PR #114, opened 2026-04-23
[Feature] Sphinx Documentation - Build System

CoolCatMona:
Creates `build_system` which contains a `Dockerfile` that installs the project dependencies as well as [sphinx](https://www.sphinx-doc.org/)

Creates a `Makefile` which has macros for making the `image` and `html`

This could reasonably be put into whatever ci-cd pipeline to ensure that the documentation builds successfully


build_system/Dockerfile
```diff
@@ -0,0 +1,14 @@
...
+RUN uv pip install --system --no-cache \
+    sphinx==8.1.3 \
+    myst-parser==4.0.1 \
+    furo==2025.12.19 \
+    sphinx-autodoc-typehints==3.0.1
+
+COPY pyproject.toml /tmp/pyproject.toml
+RUN uv pip install --system --no-cache -r /tmp/pyproject.toml
+
+WORKDIR /project
```
CoolCatMona, line 14: Really simple docker image that just installs sphinx deps and project deps

Probably a better way of managing dependencies (i.e. with a requirements.txt somewhere), but this should be fine for now

docs/conf.py
```diff
@@ -0,0 +1,47 @@
+import sys
+import os
+
+sys.path.insert(0, os.path.abspath(".."))
```
CoolCatMona, line 4: Documentation from the project root so we can find things

.gitignore
```diff
@@ -39,6 +39,8 @@ Cargo.lock
 /frontend/pkg/
 /frontend/.parcel-cache/
 /frontend/node_modules/
+/docs/_build/
+*.egg-info/
```
CoolCatMona, line 45: Don't want to commit the docs to source, nor the egg

CoolCatMona:
@reid23 @Aidan-Phan :pleading_face:

docs/conf.py
```diff
@@ -0,0 +1,47 @@
...
+
+myst_enable_extensions = [
+    "deflist",
+    "colon_fence",
+]
+
+# Auto-generate heading anchors so that same-page fragment links resolve correctly.
+myst_heading_anchors = 4
+
+exclude_patterns = ["_build", "README.md"]
```
reid23:
```suggestion
exclude_patterns = ["_build", "README.md", "uploads/videos/**"]
```

on the dev server the videos folder can be quite large from testing, so no need to copy it

reid23 (changes requested):
literally just one small change to exclude the videos, otherwise this looks good

I've updated the dev server update script to build these docs, so every time things are pushed to `dev`, the docs will update. they're live at `arctos-docs.cftocp.gay`

PR #115, opened 2026-04-23
[Feature] Add missing docstrings

CoolCatMona:
Generate docstrings with type hints for code base

IDEs like this

Not gonna lie though I had my friend claude do these, so im hoping you agree/disagree that these are about correct.


CoolCatMona:
@reid23 @Aidan-Phan

reid23:
yeah im in no position to judge here

PR #143, opened 2026-04-24
Enable Pragma, Setup Alembic Baseline

### LINKED ISSUE #90: deletion of player and team accounts
if a player or team has any active records, we don't want to delete the account (we cannot since that would cause tons of issues with missing data). this should show a reasonable error.

### LINKED ISSUE #137: Enable PRAGMA, Establish Alembic Baseline
| Step | Action |
|---|---|
| 0.1 | Add `PRAGMA foreign_keys = ON` to the SQLAlchemy `connect` listener. This is a one-line change with no migration needed. |
| 0.2 | Establish an Alembic baseline (`alembic stamp head`) so all subsequent phases produce proper versioned migrations. |
| 0.3 | Add a pre-migration backup script: `sqlite3 tournament.db ".backup backups/pre_phase1_$(date +%s).db"`. Run it before every subsequent phase. |
| 0.4 | Add the duplicate-check queries from to CI or a one-off script, so you know the data is clean before adding unique indexes. |

- [x] The `set_sqlite_pragmas` event listener function in `app/__init__.py` has a one-line comment explaining *why* FK enforcement is enabled (SQLite disables it by default — this is non-obvious).
- [x] The backup script in `scripts/` has a module-level docstring with usage instructions and a note about when it must be run.

CoolCatMona:
Enforce Foreign Key Constraints at Runtime
- app/__init__.py: replaced the old _sqlite_pragma listener with a properly named set_sqlite_pragmas. It now applies journal_mode=WAL, busy_timeout=30000, and foreign_keys=ON. The function carries a long docstring spelling out why each pragma is set

Enable Alembic Baseline for future migrations
- Added alembic to dependencies
- New alembic.ini at the repo root with ruff post-write hook so generated migrations stay formatted.
- migrations/env.py boots without invoking create_app() (avoids boot-time schedule recompute and other side effects), resolves sqlite:///instance/tournament.db the same way Flask does, and forces PRAGMA foreign_keys = ON on the migration connection so DDL is checked the same way runtime is.
- migrations/script.py.mako enforces a real docstring placeholder for every generated migration.
- migrations/versions/0001_baseline.py is an explicit, well-documented no-op so existing databases can be brought under Alembic with alembic stamp head.
- migrations/README.md documents the day-to-day workflow.
- Makefile gained db-baseline, db-migrate, db-revision MSG=…, db-current, db-history.

Created backup script
- scripts/backup_db.sh uses the SQLite online .backup (per the doc), writes to backups/<basename>-<phase>-<unix_ts>.db, runs an integrity_check on the snapshot, refuses to clobber, and exits non-zero with a clear message if sqlite3 is missing.
- The module-level header explicitly states purpose, when to run it, what it does, configuration knobs, exit codes, and the recovery procedure (including removing the WAL/SHM sidecars).
- Added sqlite3 / sqlite to setup/apt-packages.txt and the Brewfile so fresh dev machines have it; added backups/ to .gitignore. Wired make db-backup.
Modified and moved tests to get things to work at this stage (since foreign keys werent enforced)

Duplicate Check Script
- scripts/check_duplicates.py runs every query declaratively from a typed DuplicateCheck table.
====================
• [The task] Return solely the count of lines in the data above in which the word "function" occurs.

• [Response] 2